=== Dataset entries ===
PR #182, opened 2020-10-03
Change Mahalanobis input to AbstractMatrix

### LINKED ISSUE #181: StaticMatrix with Mahalanobis
Hi

I'm trying to call Mahalanobis with a StaticMatrix and get the following:

```
ERROR: LoadError: MethodError: no method matching Distances.Mahalanobis(::StaticArrays.SArray{Tuple{2,2},Float64,2,4})
Closest candidates are:
  Distances.Mahalanobis(::Array{T,2}) where T
```

Would it be okay to open a PR to change the definition to something like that?

```julia
struct Mahalanobis{T} <: Metric
    qmat::AbstractMatrix{T}
end

struct SqMahalanobis{T} <: SemiMetric
    qmat::AbstractMatrix{T}
end
```

rmcaixeta:
This closes #181.
Would be good to accept AbstractMatrix as input to Mahalanobis
Otherwise, it'd not accept a StaticMatrix input
Made a simple adjust and tested here with a StaticMatrix. Working nice

### DIFF
--- a/src/mahalanobis.jl
+++ b/src/mahalanobis.jl
@@ -1,15 +1,15 @@
 # Mahalanobis distances
 
-struct Mahalanobis{T,M<:AbstractMatrix{T}} <: Metric
+struct Mahalanobis{M<:AbstractMatrix} <: Metric
     qmat::M
 end
 
-struct SqMahalanobis{T,M<:AbstractMatrix{T}} <: SemiMetric
+struct SqMahalanobis{M<:AbstractMatrix} <: SemiMetric
     qmat::M
 end
 
-result_type(::Mahalanobis{T,M}, ::Type, ::Type) where {T,M} = T
-result_type(::SqMahalanobis{T,M}, ::Type, ::Type) where {T,M} = T
+result_type(d::Mahalanobis, ::AbstractVector{T1}, ::AbstractVector{T2}) where {T1,T2} = promote_type(eltype(d.qmat), T1, T2)
+result_type(d::SqMahalanobis, ::AbstractVector{T1}, ::AbstractVector{T2}) where {T1,T2} = promote_type(eltype(d.qmat), T1, T2)
 
 # SqMahalanobis
 
--- a/src/mahalanobis.jl
+++ b/src/mahalanobis.jl
@@ -8,8 +8,15 @@ struct SqMahalanobis{M<:AbstractMatrix} <: SemiMetric
     qmat::M
 end
 
-result_type(d::Mahalanobis, ::Type{T1}, ::Type{T2}) where {T1,T2} = promote_type(eltype(d.qmat), T1, T2)
-result_type(d::SqMahalanobis, ::Type{T1}, ::Type{T2}) where {T1,T2} = promote_type(eltype(d.qmat), T1, T2)
+function result_type(d::Mahalanobis, ::Type{T1}, ::Type{T2}) where {T1,T2}
+    z = oneunit(T1) - oneunit(T2)
+    return typeof(z * oneunit(eltype(d.qmat)) * z)
+end
+
+function result_type(d::SqMahalanobis, ::Type{T1}, ::Type{T2}) where {T1,T2}
+    z = oneunit(T1) - oneunit(T2)
+    return typeof(z * oneunit(eltype(d.qmat)) * z)
+end
 
 # SqMahalanobis
 
--- a/src/mahalanobis.jl
+++ b/src/mahalanobis.jl
@@ -1,11 +1,11 @@
 # Mahalanobis distances
 
 struct Mahalanobis{T} <: Metric
-    qmat::Matrix{T}
+    qmat::AbstractMatrix{T}
 end
 
 struct SqMahalanobis{T} <: SemiMetric
-    qmat::Matrix{T}
+    qmat::AbstractMatrix{T}
 end
 
 result_type(::Mahalanobis{T}, ::Type, ::Type) where {T} = T
--- a/src/mahalanobis.jl
+++ b/src/mahalanobis.jl
@@ -9,13 +9,13 @@ struct SqMahalanobis{M<:AbstractMatrix} <: SemiMetric
 end
 
 function result_type(d::Mahalanobis, ::Type{T1}, ::Type{T2}) where {T1,T2}
-    z = oneunit(T1) - oneunit(T2)
-    return typeof(z * oneunit(eltype(d.qmat)) * z)
+    z = zero(T1) - zero(T2)
+    return typeof(sqrt(z * zero(eltype(d.qmat)) * z))
 end
 
 function result_type(d::SqMahalanobis, ::Type{T1}, ::Type{T2}) where {T1,T2}
-    z = oneunit(T1) - oneunit(T2)
-    return typeof(z * oneunit(eltype(d.qmat)) * z)
+    z = zero(T1) - zero(T2)
+    return typeof(z * zero(eltype(d.qmat)) * z)
 end
 
 # SqMahalanobis
--- a/src/mahalanobis.jl
+++ b/src/mahalanobis.jl
@@ -8,8 +8,8 @@ struct SqMahalanobis{M<:AbstractMatrix} <: SemiMetric
     qmat::M
 end
 
-result_type(d::Mahalanobis, ::AbstractVector{T1}, ::AbstractVector{T2}) where {T1,T2} = promote_type(eltype(d.qmat), T1, T2)
-result_type(d::SqMahalanobis, ::AbstractVector{T1}, ::AbstractVector{T2}) where {T1,T2} = promote_type(eltype(d.qmat), T1, T2)
+result_type(d::Mahalanobis, ::Type{T1}, ::Type{T2}) where {T1,T2} = promote_type(eltype(d.qmat), T1, T2)
+result_type(d::SqMahalanobis, ::Type{T1}, ::Type{T2}) where {T1,T2} = promote_type(eltype(d.qmat), T1, T2)
 
 # SqMahalanobis
 
--- a/src/mahalanobis.jl
+++ b/src/mahalanobis.jl
@@ -1,19 +1,19 @@
 # Mahalanobis distances
 
-struct Mahalanobis{T} <: Metric
-    qmat::AbstractMatrix{T}
+struct Mahalanobis{T,M<:AbstractMatrix{T}} <: Metric
+    qmat::M
 end
 
-struct SqMahalanobis{T} <: SemiMetric
-    qmat::AbstractMatrix{T}
+struct SqMahalanobis{T,M<:AbstractMatrix{T}} <: SemiMetric
+    qmat::M
 end
 
-result_type(::Mahalanobis{T}, ::Type, ::Type) where {T} = T
-result_type(::SqMahalanobis{T}, ::Type, ::Type) where {T} = T
+result_type(::Mahalanobis{T,M}, ::Type, ::Type) where {T,M} = T
+result_type(::SqMahalanobis{T,M}, ::Type, ::Type) where {T,M} = T
 
 # SqMahalanobis
 
-function (dist::SqMahalanobis{T})(a::AbstractVector, b::AbstractVector) where {T <: Real}
+function (dist::SqMahalanobis)(a::AbstractVector, b::AbstractVector)
     if length(a) != length(b)
         throw(DimensionMismatch("first array has length $(length(a)) which does not match the length of the second, $(length(b))."))
     end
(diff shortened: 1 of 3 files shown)


src/mahalanobis.jl
```diff
@@ -1,19 +1,19 @@
...
-    qmat::AbstractMatrix{T}
+struct Mahalanobis{T,M<:AbstractMatrix{T}} <: Metric
+    qmat::M
 end
 
-struct SqMahalanobis{T} <: SemiMetric
-    qmat::AbstractMatrix{T}
+struct SqMahalanobis{T,M<:AbstractMatrix{T}} <: SemiMetric
+    qmat::M
 end
```
dkarrasch: These changes are the only necessary.

juliohm: I think we can also eliminate the mentions to `T` in function definitions @dkarrasch given that they are not used in the function body. Also, eliminate the premature `T<:Real` that appears in some of them. Ideally we leave it free to be any type as people may want to use the distance with exotic entry types.

src/mahalanobis.jl
```diff
@@ -1,19 +1,19 @@
...
 
-result_type(::Mahalanobis{T}, ::Type, ::Type) where {T} = T
-result_type(::SqMahalanobis{T}, ::Type, ::Type) where {T} = T
+result_type(::Mahalanobis{T,M}, ::Type, ::Type) where {T,M} = T
+result_type(::SqMahalanobis{T,M}, ::Type, ::Type) where {T,M} = T
 
 # SqMahalanobis
 
-function (dist::SqMahalanobis{T})(a::AbstractVector, b::AbstractVector) where {T <: Real}
+function (dist::SqMahalanobis)(a::AbstractVector, b::AbstractVector)
```
juliohm, line 16: Nice, I like that we are removing the restriction on Real here as well.

juliohm:
Could someone please take a look at this PR? We found an application downstream that requires static allocated matrices for performance.

src/mahalanobis.jl
```diff
@@ -1,19 +1,19 @@
...
-struct SqMahalanobis{T} <: SemiMetric
-    qmat::AbstractMatrix{T}
+struct SqMahalanobis{T,M<:AbstractMatrix{T}} <: SemiMetric
+    qmat::M
 end
 
-result_type(::Mahalanobis{T}, ::Type, ::Type) where {T} = T
-result_type(::SqMahalanobis{T}, ::Type, ::Type) where {T} = T
+result_type(::Mahalanobis{T,M}, ::Type, ::Type) where {T,M} = T
+result_type(::SqMahalanobis{T,M}, ::Type, ::Type) where {T,M} = T
```
dkarrasch, line 12: No need to mention `M` here. Trailing types can be left implicit.

src/mahalanobis.jl
dkarrasch: In fact, these restrictions are "wrong", because they don't apply to the type, right? Formally, we don't have distance computation methods for eltypes other than `<:Real`.

juliohm: Yep. I think we can eliminate the restriction in the code, and let users figure out if a particular implementation actually works with other numbers that aren't real. I think this is one of those antipatterns in Julia where we prematurely restrict the type without a clear benefit.

src/mahalanobis.jl
juliohm: Should this be modified before the PR can be merged @dkarrasch or it can be left that way? I personally find the explicit version with the 2 type parameters better.

dkarrasch: Sure, this is just a style comment. OTOH, it's Julia style not to spell out all parameters. There is one other thing that confuses me. Is it really intentional to have the eltype of the matrix determine the `result_type`? What if you have an integer matrix, but float vectors? Shouldn't the result_type be sufficiently large to hold `one(Ta)*one(T)*one(Tb)[ + one(Ta)*one(T)*one(Tb)]`?

juliohm: That is a good point. I guess #179 also tries to fix this issue, right? The result type should be a combination of all argument types with `promote_type`.

juliohm: @johnnychen94 since you are up-to-date with the linked issue above, what is your suggestion for the `result_type` of Mahalanobis here? Can it just be the following?

```julia
result_type(::Mahalanobis{T,M}, ::AbstractVector{T1}, ::AbstractVector{T2}) where {T,T1,T2} = reduce(promote_type, (T,T1,T2))
```

johnnychen94: No need to wrap it with `reduce` here:

```julia
promote_type(T, T1, T2)
```

would be fine.

> What if you have an integer matrix, but float vectors?

A good example, probably we can also strip off the `T` type in the struct definition, i.e.,

```julia
struct Mahalanobis{M<:AbstractMatrix} <: Metric
    qmat::M
end
```

Both of these should be seen as breaking changes (e.g., memory allocation is sensitive to result type), so I think it's safer to get it in v0.10 releases.

src/mahalanobis.jl
johnnychen94: echo 👍 I like this change

I was quite annoyed with these specific type annotations because the whole JuliaImages world are built on top of `Gray{Float32}` things :P and none of them are Real...

```julia
julia> Gray{Float32} <: Colorant
true

julia> Gray{Float32} <: Real
false
```

src/mahalanobis.jl
juliohm: @rmcaixeta could you please implement the proposed changes? Update the Mahalanobis struct as suggested by @johnnychen94 to contain a single type parameter `M` and update the result_type methods to something like

```Julia
result_type(d::Mahalanobis, ::AbstractVector{T1}, ::AbstractVector{T2}) = promote_type(eltype(d.qmat), T1, T2)
```

dkarrasch: I fixed a mild typo above. Also, tests will need to be adjusted, because currently they are testing if the result type is equal to the eltype of `Q`. I hope the `F64` thing will go through smoothly.

rmcaixeta: Thanks. PR updated

dkarrasch: Wait, I overlooked that. I think it should be
```julia
result_type(d::Mahalanobis, ::Type{T1}, ::Type{T2}) where {T1,T2} = promote_type(eltype(d.qmat), T1, T2)
```
to stay in line with the previous signature.

juliohm: @dkarrasch the last time I checked the internals of Distances.jl the `result_type` function took the distance and two vectors as input. Did that change? The PR was updated correctly by @rmcaixeta assuming that these are still the inputs.

dkarrasch: No. Look at the generic fallback:

https://github.com/JuliaStats/Distances.jl/blob/777f02307d152adc8dedca27df736a61efd975b8/src/generic.jl#L36

For specific metrics, we need to specialize `result_type` for types, not for arrays, not to mention for vectors. This is also the current signature

https://github.com/JuliaStats/Distances.jl/blob/777f02307d152adc8dedca27df736a61efd975b8/src/mahalanobis.jl#L11-L12

which simply ignores the eltypes of the arrays, and takes the eltype of `Q`.

rmcaixeta: Done

dkarrasch: Hmmm, (sorry for being so picky, but I want to get it really right): what if the elements of the vectors are matrices (or colorants or whatever), and (potentially) `mahalanobis` is implemented via 3-arg `dot`? Is the `promote_type` approach gonna work? @johnnychen94 @devmotion 

We use
```julia
function dot(x::AbstractVector, A::AbstractMatrix, y::AbstractVector)
    (axes(x)..., axes(y)...) == axes(A) || throw(DimensionMismatch())
    T = typeof(dot(first(x), first(A), first(y)))
...
```
to determine the result type in 3-arg `dot`. We could go back to the array-based result type determination, like
```julia
result_type(d::Mahalanobis, x::AbstractArray{T1}, y::AbstractArray{T2}) where {T1,T2} = typeof((first(x)-first(y))*first(d.qmat))
```
? I apologize once more for my back and forth, but since we're dropping the strict eltype requirement, we need to have it work for a wild variety of eltypes.

devmotion: IMO it is better to not use `promote_type` but rather a similar approach as in other places currently by defining
```julia
result_type(d::SqMahalanobis, ::Type{T1}, ::Type{T2}) where {T1,T2} = typeof(oneunit(eltype(d.qmat)) * oneunit(T1) * oneunit(T2))
```
In contrast to `promote_type`, this will work with unitful numbers as well.

I also don't think one should worry about `a` and `b` being vectors of matrices etc. but rather adopt the convention that the type based definitions of `result_type` *always* operate with the element types. Supporting vectors of matrices, colorants, etc. should then be possible by just defining
```julia
result_type(d::Metric, a::MyCustomType, b::MyCustomType) = result_type(d, get_the_eltype(a), get_the_eltype(b))
```
similar to the existing definitions for `AbstractArray`.

dkarrasch: Sounds good. I changed a detail, `oneunit(T1) - oneunit(T2)`, because this is how it's computed, and this may yield a new type (I'm thinking of `T1 == T2 == Bool`).

devmotion: Ah, thanks for noticing! Actually, to correct my statement about unitful numbers, it should be
```julia
function result_type(d::SqMahalanobis, ::Type{T1}, ::Type{T2}) where {T1,T2}
    z = oneunit(T1) - oneunit(T2)
    return typeof(z * oneunit(eltype(d.qmat)) * z)
end
```
since for unitful numbers `typeof(z * z) != typeof(z)`.

johnnychen94: When I introduced this approach in #140, my main focus was that method dispatching becomes way too confusing to write correctly, and it was very easy to introduce method ambiguity. For example, https://github.com/JuliaImages/ImageDistances.jl/issues/28#issuecomment-495010897

Given that Distances.jl computes numerical data, container type (array or colorant) is not needed to infer the result type in cases so there is no need to dispatch on arrays.

rmcaixeta: Nice. @dkarrasch , PR updated with the 2nd correction:

```julia
function result_type(d::Mahalanobis, ::Type{T1}, ::Type{T2}) where {T1,T2}
    z = oneunit(T1) - oneunit(T2)
    return typeof(z * oneunit(eltype(d.qmat)) * z)
end

function result_type(d::SqMahalanobis, ::Type{T1}, ::Type{T2}) where {T1,T2}
    z = oneunit(T1) - oneunit(T2)
    return typeof(z * oneunit(eltype(d.qmat)) * z)
end
```

src/mahalanobis.jl
```diff
@@ -1,19 +1,26 @@
...
+struct SqMahalanobis{M<:AbstractMatrix} <: SemiMetric
+    qmat::M
 end
 
-result_type(::Mahalanobis{T}, ::Type, ::Type) where {T} = T
-result_type(::SqMahalanobis{T}, ::Type, ::Type) where {T} = T
+function result_type(d::Mahalanobis, ::Type{T1}, ::Type{T2}) where {T1,T2}
+    z = oneunit(T1) - oneunit(T2)
+    return typeof(z * oneunit(eltype(d.qmat)) * z)
+end
```
devmotion, line 14: IMO this is not completely correct, and should be changed to
```suggestion
function result_type(d::Mahalanobis, ::Type{T1}, ::Type{T2}) where {T1,T2}
    z = oneunit(T1) - oneunit(T2)
    return typeof(sqrt(z * oneunit(eltype(d.qmat)) * z))
end
```
or
```suggestion
function result_type(d::Mahalanobis, ::Type{T1}, ::Type{T2}) where {T1,T2}
    z = zero(T1) - zero(T2)
    return typeof(sqrt(z * zero(eltype(d.qmat)) * z))
end
```
(I noticed that maybe it's more natural to use the additive identity element instead of `oneunit` here)
It could also just be based on the `result_type` for `SqMahalanobis` by writing
```suggestion
function result_type(d::Mahalanobis, ::Type{T1}, ::Type{T2}) where {T1,T2}
    return typeof(sqrt(zero(result_type(SqMahalanobis(d.qmat), T1, T2))))
end
```

src/mahalanobis.jl
```diff
@@ -1,19 +1,26 @@
...
+
+function result_type(d::SqMahalanobis, ::Type{T1}, ::Type{T2}) where {T1,T2}
+    z = oneunit(T1) - oneunit(T2)
+    return typeof(z * oneunit(eltype(d.qmat)) * z)
+end
```
devmotion, line 19: As mentioned above, an alternative would be to use `zero`
```suggestion
function result_type(d::SqMahalanobis, ::Type{T1}, ::Type{T2}) where {T1,T2}
    z = zero(T1) - zero(T2)
    return typeof(z * zero(eltype(d.qmat)) * z)
end
```
since it might be more natural and more likely to be defined.

test/test_dists.jl
```diff
@@ -360,9 +360,10 @@ end
         Q = rand(T, length(x), length(x))
         Q = Q * Q'  # make sure Q is positive-definite
         @test sqmahalanobis(x, y, Q) ≈ dot(x - y, Q * (x - y))
-        @test eltype(sqmahalanobis(x, y, Q)) == T
+        z = oneunit(eltype(Q))
+        @test eltype(sqmahalanobis(x, y, Q)) == typeof(z * (oneunit(eltype(x)) - oneunit(eltype(y))) * z)
```
devmotion, line 364: Was this test failing and had to be changed? It seems it should still pass?

rmcaixeta: Thanks for the reviews :+1: 
The tests pass only with  `== T` indeed. There was some mention about reviewing the tests, thought this part might crash. But all is passing as it is. I'll restore the originals

dkarrasch:
Very nice @rmcaixeta! If you could change the version number in the `Project.toml` file to "0.10.0", then I can merge and release right away. 🎉

dkarrasch (approved):

rmcaixeta:
Great. Thanks everyone!

juliohm:
Thank you guys! Looking forward to having this merged and tagged. We have a PR downstream waiting for these changes. 👍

=== Problem description ===
Please report every line among the entries that includes "left".

=== Task answer ===
dkarrasch, line 12: No need to mention `M` here. Trailing types can be left implicit.
juliohm: Should this be modified before the PR can be merged @dkarrasch or it can be left that way? I personally find the explicit version with the 2 type parameters better.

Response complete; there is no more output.